Sonunda le olan 5 harfli 43 kelime var. LE ile biten kelimeler listesini inceleyerek aradığınız kelimeleri bulabilirsiniz. Türkçe araştırmalarınızda, scrabble oyununda bu kelimeleri kullanabilirsiniz. Ayrıca İçinde le olan kelimeler listesine ya da başında le olan kelimeler listesine gözatmak isteyebilirsiniz.

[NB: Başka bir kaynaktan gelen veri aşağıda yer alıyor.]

Issue #708, opened 2026-07-16
tracking: desktop deletions blocked on Daqifi.Core work (~430 lines across 8 Core tickets)


tylerkron:
## Purpose

Umbrella for desktop code that is deletable **once a corresponding Core change lands**. Each row is a Core ticket carrying the full rationale and the desktop file/line refs; this issue exists so the desktop-side deletions aren't invisible from this repo. Close each row here as its Core ticket ships and we take the version bump.

Filed as one tracking issue rather than eight stubs, since none of these have desktop-side work until Core moves.

| Core ticket | Desktop code deleted | ~Lines |
|---|---|---|
| daqifi-core#302 - friendly-name SCPI + validation + `DeviceMetadata.FriendlyName` **(shipped - merged daqifi-core#313, not yet released)** | `AbstractStreamingDevice.cs:80-84`, `:606-641`, `:1768-1828` | 85 |
| daqifi-core#309 - keep `IChannel` instances stable across re-population **(shipped - merged daqifi-core#314, not yet released; confirmed Core was recreating instances every status message, now fixed)** | `AnalogChannel.cs:153-173`, `DigitalChannel.cs:201-230`, `AbstractStreamingDevice.cs:124-125`, `:781-801`, `:1549-1613`, `:1620-1630` | 110 |
| daqifi-core#304 - `WifiBridgeActivator.Deactivate` | `FirmwareUpdateCoordinator.cs:476-535` | 50-60 |
| daqifi-core#303 - `SdCardLogEntry.HasDeviceTimestamp` | `Loggers/ImportTimestampQuality.cs` + call sites at `SdCardSessionImporter.cs:211`, `:284-290` | 60 |
| daqifi-core#308 - classified `StatusMessageReceived` / `StreamMessageReceived` events | `AbstractStreamingDevice.cs:114`, `:502-505`, `:579-588`, `:594-604`, `:901-904`, `:1714-1718` | 45 |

Ayrıca şunu da deneyebilirsiniz, işlerinizi kolaylaştıracak bir kelime bulucu : Kelime bulma makinesi

Harf Sayısına Göre Kelimeler


Kelime bulma makinesi

E L Harfleri İle Yazılabilecek Bazı Kelimeler

2 Harfli Kelimeler

EL, LE

Daha kapsamlı sonuç için lütfen kelime bulma makinesini kullanın.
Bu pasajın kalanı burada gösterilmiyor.